My question is, how many crickets, and vitamins should i feed a small pacman frog of his size?
so far, i've been feeding him when i first turn his lights on in the morning, and right before, or after i turn his lights off at night.
i feed him 2 or 3 small crickets each feeding time, but sometimes he refuses to eat more then one.
I purchased some Rep-Cal Phosphorus-free Calcium with Vit.D3, and at yesterday nights feeding session, i dipped two or three crickets in the powder before giving them to him.
Is one feeding time a week an appropriate amount of vitamins to give him?
i've been keeping the crickets alive by misting their cage with my pacman frog's spray water, and i have carboard, cat food, and a paper towel in their cage.

Any help is appreciated, thank you.

----------


## danfrog

Calcium d3 dust twice a week, and vitamin dust once a week skip a day in between. Feed all that he can eat in 15 mins daily as a juvinile.

----------

Kekuroo

----------


## Kekuroo

thanks so much. just bought vitamins from the store today. i also got some nightcrawlers so i can mix up his diet from just crickets.

----------


## danfrog

Word of advice.... Dont vitamin dust the worms. It will turn them into slimy goo. I use gutloaded insects for vitamin dust days.

----------

Kekuroo

----------


## Jason

It should take at least 5crickets every other night, I would say. If it won't eat that many then temps probably not warm enough. You should dust all feedings with calcium and multvitamins, especially since it's growing. I use Repashy Calcium+ and this can be used every feeding without running the risk of overdosing, but with any supplement underdosing is more common than overdosing, so I wouldn't skip days of dusting with supplements. Check out Philippe de Vosjoli's book on these frogs, he lays out feeding to size of the frog and also supplementation. 

Night crawlers don't need supplementation as their Ca:P ratio is already high. Feed these every few feedings, though, so he gets vitamins from his dusted crickets. Crickets don't need to be sprayed and cat food is probably not a good thing to feed them. Washed veggies are better and also a dry insect feed as well every so often.

----------

Kekuroo

----------


## Kekuroo

thanks so much. I changed my crickets diet from catfood to carrots. that should work, right? oh, and i'll make sure to check out that book.

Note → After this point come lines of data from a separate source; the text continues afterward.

PR #2733, opened 2023-01-03
Teams group policy assignment

sandrola:
Initial Release

### DIFF
--- a/Modules/Microsoft365DSC/DSCResources/MSFT_AADAdministrativeUnit/MSFT_AADAdministrativeUnit.psm1
+++ b/Modules/Microsoft365DSC/DSCResources/MSFT_AADAdministrativeUnit/MSFT_AADAdministrativeUnit.psm1
@@ -92,10 +92,8 @@ function Get-TargetResource
     }
     catch
     {
-        Write-Verbose -Message 'Reloading1'
+        Write-Verbose -Message ($_)
     }
-
-
 
     #Ensure the proper dependencies are installed in the current environment.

 my temperature is around 78-79 during the day, and around 77 during the night according to the thermometer. my thermometer is located in the center of the tank, and the heat pad is located on the right side of the tank though. should i have one large feeding time a day, or two seperate feeding times? and are you sure about the vitamins? wouldn't want to overdose the little guy. i have rep-cal herptivite, and rep-cal calcium with vit.d3. I planned to give him the herptivite today. i last gave him calcium with d3 on sunday.

----------


## Jason

carrots are good but also some spring greens, apples, romaine lettuce, watercress etc. There are commercial insect diets also available that can be added every few feedings. 

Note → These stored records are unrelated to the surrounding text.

PR #2753, opened 2023-01-06
Teams group policy assignment

sandrola:
Initiel release


Modules/Microsoft365DSC/DSCResources/MSFT_TeamsGroupPolicyAssignment/MSFT_TeamsGroupPolicyAssignment.psm1
```diff
@@ -0,0 +1,439 @@
+function Get-TargetResource
+{
+    [CmdletBinding()]
+    [OutputType([System.Collections.Hashtable])]
+    param
+    (
+        [Parameter(Mandatory = $true)]
+        [System.String]
+        $Id,
```
NikCharlebois, line 9: ID shouldn't be mandatory since it is not something returned by the Get method. Instead, we should look at making the GroupDisplayName/PolicyName pair mandatory to uniquely identify an instance.

Modules/Microsoft365DSC/DSCResources/MSFT_TeamsGroupPolicyAssignment/MSFT_TeamsGroupPolicyAssignment.psm1
```diff
@@ -0,0 +1,439 @@
...
+
+        [Parameter(Mandatory = $true)]
+        [System.String]
+        $GroupDisplayname,
+
+        [Parameter()]
+        [System.String]
+        $GroupId,
```
NikCharlebois, line 17: We should modify the Get-TargetResource function to first try and retrieve the group instance by ID if it is provided. If the group can't be retrieved by ID, then we fallback to getting it by name.

Modules/Microsoft365DSC/DSCResources/MSFT_TeamsGroupPolicyAssignment/MSFT_TeamsGroupPolicyAssignment.psm1
```diff
@@ -0,0 +1,439 @@
...
+    [OutputType([System.Collections.Hashtable])]
+    param
+    (
+        [Parameter(Mandatory = $true)]
+        [System.String]
+        $Id,
+
+        [Parameter(Mandatory = $true)]
+        [System.String]
+        $GroupDisplayname,
```
NikCharlebois, line 13: To be consistent, please ensure title caps 'GroupDisplayName' with capital 'N' across the resource and its schema.

Modules/Microsoft365DSC/DSCResources/MSFT_TeamsGroupPolicyAssignment/MSFT_TeamsGroupPolicyAssignment.psm1
```diff
@@ -0,0 +1,439 @@
...
+
+    $CurrentValues = Get-TargetResource @PSBoundParameters
+
+    Write-Verbose -Message "Current Values: $(Convert-M365DscHashtableToString -Hashtable $CurrentValues)"
+    Write-Verbose -Message "Target Values: $(Convert-M365DscHashtableToString -Hashtable $PSBoundParameters)"
+
+    $TestResult = Test-M365DSCParameterState -CurrentValues $CurrentValues `
+        -Source $($MyInvocation.MyCommand.Source) `
+        -DesiredValues $PSBoundParameters `
+        -ValuesToCheck @('Ensure', `
```
NikCharlebois, line 325: Where possible, we should try to pass in $PSBoundParameters.Keys for the values to check. This ensures we don't forget to check any additional property we add to the resource in the future.

Modules/Microsoft365DSC/DSCResources/MSFT_TeamsGroupPolicyAssignment/MSFT_TeamsGroupPolicyAssignment.psm1
```diff
@@ -0,0 +1,439 @@
...
+        $j = 1
+        $totalCount = $instances.Length
+        foreach ($item in $instances)
+        {
+            $Group = Find-CsGroup -SearchQuery $item.GroupId
+            if ($null -eq $totalCount)
+            {
+                $totalCount = 1
+            }
+            Write-Host "    > [$j/$totalCount] GroupPolicyAssignment {$($Group.DisplayName)}" -NoNewline
```
NikCharlebois, line 394: All resources should use:

    |---

Instead of

     > 

When displaying the current instance being exported.

Modules/Microsoft365DSC/DSCResources/MSFT_TeamsGroupPolicyAssignment/MSFT_TeamsGroupPolicyAssignment.psm1
```diff
@@ -0,0 +1,439 @@
...
+            $results = @{
+                GroupDisplayname      = $Group.DisplayName
+                GroupId               = $Group.Id
+                PolicyType            = $item.PolicyType
+                PolicyName            = $item.PolicyName
+                Priority              = $item.Priority
+                Ensure                = 'Present'
+                Id                    = $j
```
NikCharlebois, line 402: Refer to comment above. Id shouldn't be a property of this resource if it's not something that exists on the M365 server side.

Modules/Microsoft365DSC/DSCResources/MSFT_TeamsGroupPolicyAssignment/MSFT_TeamsGroupPolicyAssignment.schema.mof
```diff
@@ -0,0 +1,16 @@
+[ClassVersion("1.0.0.0"), FriendlyName("TeamsGroupPolicyAssignment")]
+class MSFT_TeamsGroupPolicyAssignment : OMI_BaseResource
+{
+    [Key, Description("Unique Id, used to identify the policy (DSC specific)")] string Id;
+    [Write, Description("Group Displayname of the group the policys are assigned to")] string GroupDisplayname;
```
NikCharlebois, line 5: Rename to GroupDisplayName with capital N

Modules/Microsoft365DSC/DSCResources/MSFT_TeamsGroupPolicyAssignment/MSFT_TeamsGroupPolicyAssignment.schema.mof
```diff
@@ -0,0 +1,16 @@
...
+    [Write, Description("Teams PolicyName. The name of the policy to be assigned.")] string PolicyName;
+    [Write, Description("Teams Priority. The rank of the policy assignment, relative to other group policy assignments for the same policy type")] string Priority;
+    [Write, Description("Present ensures the policy exists, absent ensures it is removed."), ValueMap{"Present","Absent"}, Values{"Present","Absent"}] String Ensure;
```
NikCharlebois, line 10: Description should mention "group policy assignment" instead of just "policy"

Modules/Microsoft365DSC/DSCResources/MSFT_TeamsGroupPolicyAssignment/readme.md
```diff
@@ -0,0 +1,5 @@
+# TeamsGroupPolicyAssignment
+
+## Description
+
+This resource is used to add Teams policy to a group
```
NikCharlebois, line 5: Description should be updated to reflect group policy assignment

Modules/Microsoft365DSC/Examples/Resources/TeamsGroupPolicyAssignment/1-TeamsgrouppolicyAssignment.ps1
```diff
@@ -0,0 +1,28 @@
...
+        $credsGlobalAdmin
+    )
+    Import-DscResource -ModuleName Microsoft365DSC
+
+    node localhost
+    {
+        TeamsGroupPolicyAssignment "TeamsGroupPolicyAssignment"
+        {
+            Id					  = "1"
+			Ensure                = "Present";
```
NikCharlebois, line 19: Please align parameters

NikCharlebois (changes requested):
Few items to address. Thanks for your contributions!

Modules/Microsoft365DSC/DSCResources/MSFT_TeamsGroupPolicyAssignment/MSFT_TeamsGroupPolicyAssignment.psm1
NikCharlebois: Should we even keep ID as a parameter here since it doesn't exist on the "server"? I would recommend simply dropping it at this stage.

NikCharlebois: Maybe a better Key is Priority since it is unique?

NikCharlebois (changes requested):

sandrola:
I thin kDSC require a Key parameter that must be unique if multiple config are present i the same file. Id is only there for this reason.

NikCharlebois:
Would using the Priority parameter as the key make sense?

sandrola:
Priority can be the same with another PolicyType or PolicyName.

NikCharlebois:
Can it really though? I am trying to set two assignments to the same Rank/Priority and it automatically increases the number. The GUI gives you the impression that you can set it to be the same but doesn't enforces it it seems.

**Creating the policy and manually setting a priority that already exists for another policy/group**
image

**M365 automatically increased the value of the other ones**
image

sandrola:
If you have multiple assignemnt in the same config file and you have multiple priority "1"  and the Key is the priority, it cannot be compiled.

NikCharlebois:
Agreed, however based on the behavior of the M365 admin center, having multiple items with priority 1 is not possible, therefore we would expect the compilation to fail

Modules/Microsoft365DSC/DSCResources/MSFT_TeamsGroupPolicyAssignment/MSFT_TeamsGroupPolicyAssignment.psm1
```diff
@@ -0,0 +1,433 @@
...
+        [Parameter()]
+        [ValidateSet('CallingLineIdentity', 'TeamsAppSetupPolicy', 'TeamsAudioConferencingPolicy', 'TeamsCallingPolicy', 'TeamsCallParkPolicy', 'TeamsChannelsPolicy', 'TeamsComplianceRecordingPolicy', 'TenantDialPlan', 'TeamsMeetingBroadcastPolicy', 'TeamsMeetingPolicy', 'TeamsMessagingPolicy', 'TeamsShiftsPolicy', 'TeamsUpdateManagementPolicy', 'TeamsVerticalPackagePolicy')]
+        [System.String]
+        $PolicyType,
+
+        [Parameter()]
+        [System.String]
+        $PolicyName,
+
+        [Parameter()]
```
NikCharlebois, line 277: Now that Priority is a Key, we need to set it to Mandatory otherwise compilation will fail

NikCharlebois (changes requested):

NikCharlebois (approved):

i really don't like heat mats on the walls. the problem is that their primary use is to heat the substrate and glass - not the air temperature. in order to get any increase in temperature more than a couple inches away from the glass then they'd probably have to be running full blast and uncontrolled, which means 100 degree+ glass at touch, which could be dangerous should the frog make contact, but more worrying is that the mat may burn out if at full blast constantly. When the frog is burrowed it won't use heat stretching side ways across the tank, so it's not really effective. i tried this method of heating and my frog did not fare well. a heat lamp is better, your heating from top and this will be usuable. in a 10-gallon or similar sized tank it will warm and cool end, so the frog doesn't have to spend all of its time under the heat lamp.

just in one feeding, they take down large prey such as even their siblings, so can handle it. They just need warm temps and time to digest before the next meal. there's more risk of underdosing with supplements, but I like Repashy Calcium Plus above all other supplements, it's designed to be used daily. However, there's probably more supplements on the market with similar design. I've never used the ones you have so would not know their use, but you can email the company and ask what they'd recommend. In any case, with juveniles you always dust every feeding and you can get away with dusting less with adults depending on supplement, diet of your frogs and diet of your insects. 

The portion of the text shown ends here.